» Information given
PR #2608, opened 2026-08-26
Retire useGridQuery and useGridState in favor of list descriptors

EmanueleDeRossi1:
## Purpose

Annotations, Jobs, Traces, and the embedded test-set tests grid were the last grids on the react-query hooks (`useGridQuery`/`useGridState`) instead of list descriptors. This converts all four to `useList`, so every grid in the app fetches through the one hook, and deletes the old hooks and everything that only existed to serve them.

## What Changed

- `usePaginatedList` gains silent live polling (`pollMs`): refreshes triggered by the poll timer skip the loading flag, so Jobs keeps its 3s refresh while jobs are running without the grid flashing its loading overlay.
- New descriptors: `annotationsList` (plain REST params via `extraParams`, gated on the same `TestResult.READ`/`Telemetry.READ` pair as the page), `jobsList` (drawer filters as specs, the Active pill's status-list clause via `extraFilters`), `tracesList(scopedProjectId)` (a factory closing over the active project, adapting the telemetry response to the standard paginated shape), and `testSetTestsList(testSetId)` (reuses the main tests page's exported `TESTS_FILTERS` over the nested endpoint, fixed `topic asc` sort).
- `getJobs` returns the standard `PaginatedResponse` instead of a flattened `{data, totalCount}`; `buildTraceQueryParams` drops its `limit`/`offset` params since pagination is the hook's job; the traces refresh FAB bumps a `refreshTrigger` prop instead of invalidating react-query keys.
- Deleted: `useGridQuery`, `useGridState` (and its tests), `DEFAULT_GRID_SORT`, `combineJobFiltersToOData`, the `annotationKeys`/`traceKeys` query keys, and three cross-page `annotationKeys.all()` invalidations that became no-ops once the annotations grid stopped using react-query.

## Additional Context

- Stacked on #2607, which is stacked on #2606. Net -481 lines.
- Also fixes the tests descriptor's stale "Not SSR-prefetched" comment left over from the SSR PR.

## Testing

- `npx tsc --noEmit`, ESLint, Prettier, and `next build` are clean.
- Full jest suite passes (227 suites, 2110 tests); trace-filter-params tests updated for the new signature.
- Manual: Jobs live-polls while a job runs without flashing; Annotations/Traces filter and paginate as before; the test set detail grid filters tests and reports its unfiltered total.


EmanueleDeRossi1:
All three of peqy's comments do not apply:

1- Session, features, and permissions are all SSR-seeded, so sessionStatus/enabled don't flip on hydration and no refetch fires. (That code is also from #2607, not this PR.)
2. GridStateGate only checks `data == null`, never the shape — and `loading ? null : {}` is the same idiom all the other grids use.
3. Client factories carry no credentials (auth comes from the BFF proxy); the new factory only adds the project-scope header, which is intentional. Traces isn't SSR-prefetched.

PR #2614, opened 2026-08-26
Unify list grids behind a single EntityGrid component

EmanueleDeRossi1:
## Purpose

Every list grid hand-assembled the same ~10 pieces (fetch hook, toolbar context, filter drawer state, error alert, bulk delete, actions column, empty state), and Explorer fetched differently altogether. This PR centralizes all of it in one `EntityGrid` component so grids look and behave the same, every grid gets a trailing Actions column with delete, and the duplicated code is removed. Net −3,000 lines.

## What Changed

- New `EntityGrid` component composing fetch, toolbar, filters, selection/bulk delete, actions column, and empty state; `ListDescriptor` gains a `delete` spec.
- All 12 list grids migrated (tasks, endpoints, sources, jobs, annotations, experiments, test runs, test sets, tests, tokens, explorer, team members). Reviewable one commit per grid.
- Backend: explorer list endpoint gains `$filter` + `X-Total-Count`; explorer and tokens grids move to real server-side pagination/filtering (removes explorer's silent 100-row cap).
- Removed ~600 lines of dead BaseDataGrid props and the 12 bespoke per-grid toolbar contexts.

## Additional Context

- Visible changes: test runs' run-kind toggle reappears (was silently broken), explorer selection moves behind the standard toggle with export/delete as page actions, sources/experiments load errors become the standard dismissible alert, team members is now a DataGrid instead of a plain table.
- Grids no longer unmount during refetches, fixing search-box focus loss while typing.

## Testing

» Required action
With "shape" as the string to match, show every line of the entries above that has it.

» Output of the exercise
- New descriptors: `annotationsList` (plain REST params via `extraParams`, gated on the same `TestResult.READ`/`Telemetry.READ` pair as the page), `jobsList` (drawer filters as specs, the Active pill's status-list clause via `extraFilters`), `tracesList(scopedProjectId)` (a factory closing over the active project, adapting the telemetry response to the standard paginated shape), and `testSetTestsList(testSetId)` (reuses the main tests page's exported `TESTS_FILTERS` over the nested endpoint, fixed `topic asc` sort).
2. GridStateGate only checks `data == null`, never the shape — and `loading ? null : {}` is the same idiom all the other grids use.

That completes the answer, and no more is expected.